Your task is to restate word for word the line containing "But only that" and each line that follows it in the listing, and only those.

*** LISTED RECORDS

PR #58, opened 2024-04-17
XIVY-11980 implement fileMetadata

ivy-lgi:
I think this is fine for now but would it make sense to change the value input to a file picker in the future?
I guess this is not so straight-forward to implement.

file-metadata

### DIFF
--- a/packages/new-editor/src/components/variables/data/variable.test.ts
+++ b/packages/new-editor/src/components/variables/data/variable.test.ts
@@ -1,4 +1,12 @@
-import { isEnumMetadata, metadataOptions, toEnumMetadataUpdate, variableMetadataAttribute } from './variable';
+import {
+  fileMetadataFilenameExtensionOptions,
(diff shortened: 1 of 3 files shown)


ivy-lli (approved):
Looks good!
I don't understand why we should need a file picker here. The Variable name is equal to the file path and name.

ivy-lgi:
Maybe it would be easier for customers to choose a file using a file picker and then we convert it to the correct path and name on our side. I think having both options at the same time would be nice but maybe not worth the effort.

ivy-lli:
But only that a file variable exists, doesn't mean that the file also exists. It can also be used to tell the engine where it should write the value for this variable.

weissreto:
I would display the content of the file in the value text field. The text field could then have an icon. If you press on the icon we show a full monaco editor with the content of the file. Very similar to code fields in inscription masks

weissreto (approved):
Looks good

******

- **RESULT OF THIS EXERCISE**
But only that a file variable exists, doesn't mean that the file also exists. It can also be used to tell the engine where it should write the value for this variable.

weissreto:
I would display the content of the file in the value text field. The text field could then have an icon. If you press on the icon we show a full monaco editor with the content of the file. Very similar to code fields in inscription masks

weissreto (approved):
Looks good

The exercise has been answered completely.